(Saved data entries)
+++
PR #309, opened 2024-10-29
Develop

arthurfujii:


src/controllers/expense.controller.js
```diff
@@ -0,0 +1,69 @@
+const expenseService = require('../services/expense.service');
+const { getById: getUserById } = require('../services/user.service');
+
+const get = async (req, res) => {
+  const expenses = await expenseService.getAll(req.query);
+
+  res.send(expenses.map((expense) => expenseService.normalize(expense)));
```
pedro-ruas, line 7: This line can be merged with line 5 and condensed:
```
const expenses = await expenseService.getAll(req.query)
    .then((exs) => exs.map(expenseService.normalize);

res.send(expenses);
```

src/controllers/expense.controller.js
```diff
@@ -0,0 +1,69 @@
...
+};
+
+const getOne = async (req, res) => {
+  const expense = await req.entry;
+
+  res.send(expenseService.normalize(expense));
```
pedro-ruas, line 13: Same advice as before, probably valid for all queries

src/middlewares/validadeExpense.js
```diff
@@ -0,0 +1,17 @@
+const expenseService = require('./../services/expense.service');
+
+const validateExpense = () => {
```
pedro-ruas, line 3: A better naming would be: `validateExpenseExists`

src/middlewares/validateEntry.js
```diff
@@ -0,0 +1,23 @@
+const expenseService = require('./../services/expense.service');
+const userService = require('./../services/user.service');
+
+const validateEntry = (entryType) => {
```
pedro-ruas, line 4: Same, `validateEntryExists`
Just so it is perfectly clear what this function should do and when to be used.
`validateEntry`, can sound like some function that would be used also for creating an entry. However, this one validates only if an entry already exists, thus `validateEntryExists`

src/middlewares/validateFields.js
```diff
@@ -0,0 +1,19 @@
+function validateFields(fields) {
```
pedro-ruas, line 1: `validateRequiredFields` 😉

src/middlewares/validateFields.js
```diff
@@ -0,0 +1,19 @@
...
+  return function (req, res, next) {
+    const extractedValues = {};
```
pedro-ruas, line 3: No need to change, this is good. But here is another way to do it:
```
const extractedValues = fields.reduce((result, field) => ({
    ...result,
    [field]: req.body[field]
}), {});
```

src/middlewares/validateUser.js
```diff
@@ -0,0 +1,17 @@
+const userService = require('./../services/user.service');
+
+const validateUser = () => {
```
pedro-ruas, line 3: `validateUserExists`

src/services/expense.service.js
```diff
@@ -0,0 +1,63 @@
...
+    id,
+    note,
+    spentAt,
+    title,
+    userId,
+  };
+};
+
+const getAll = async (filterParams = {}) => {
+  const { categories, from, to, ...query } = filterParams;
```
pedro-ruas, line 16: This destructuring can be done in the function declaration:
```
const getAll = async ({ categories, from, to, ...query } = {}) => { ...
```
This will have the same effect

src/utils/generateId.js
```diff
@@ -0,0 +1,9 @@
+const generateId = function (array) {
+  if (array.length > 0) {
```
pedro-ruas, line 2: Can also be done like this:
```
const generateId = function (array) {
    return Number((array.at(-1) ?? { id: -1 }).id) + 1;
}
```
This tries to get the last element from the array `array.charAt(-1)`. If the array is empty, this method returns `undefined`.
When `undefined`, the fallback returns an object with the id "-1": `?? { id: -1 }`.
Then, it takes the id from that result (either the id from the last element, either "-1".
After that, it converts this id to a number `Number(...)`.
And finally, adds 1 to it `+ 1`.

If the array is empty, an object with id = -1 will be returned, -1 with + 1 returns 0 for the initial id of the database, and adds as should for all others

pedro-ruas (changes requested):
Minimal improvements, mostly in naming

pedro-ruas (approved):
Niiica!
+++
Print from the line containing "This will have the same effect" to the last line above, exactly as written.

This will have the same effect

src/utils/generateId.js
```diff
@@ -0,0 +1,9 @@
+const generateId = function (array) {
+  if (array.length > 0) {
```
pedro-ruas, line 2: Can also be done like this:
```
const generateId = function (array) {
    return Number((array.at(-1) ?? { id: -1 }).id) + 1;
}
```
This tries to get the last element from the array `array.charAt(-1)`. If the array is empty, this method returns `undefined`.
When `undefined`, the fallback returns an object with the id "-1": `?? { id: -1 }`.
Then, it takes the id from that result (either the id from the last element, either "-1".
After that, it converts this id to a number `Number(...)`.
And finally, adds 1 to it `+ 1`.

If the array is empty, an object with id = -1 will be returned, -1 with + 1 returns 0 for the initial id of the database, and adds as should for all others

pedro-ruas (changes requested):
Minimal improvements, mostly in naming

pedro-ruas (approved):
Niiica!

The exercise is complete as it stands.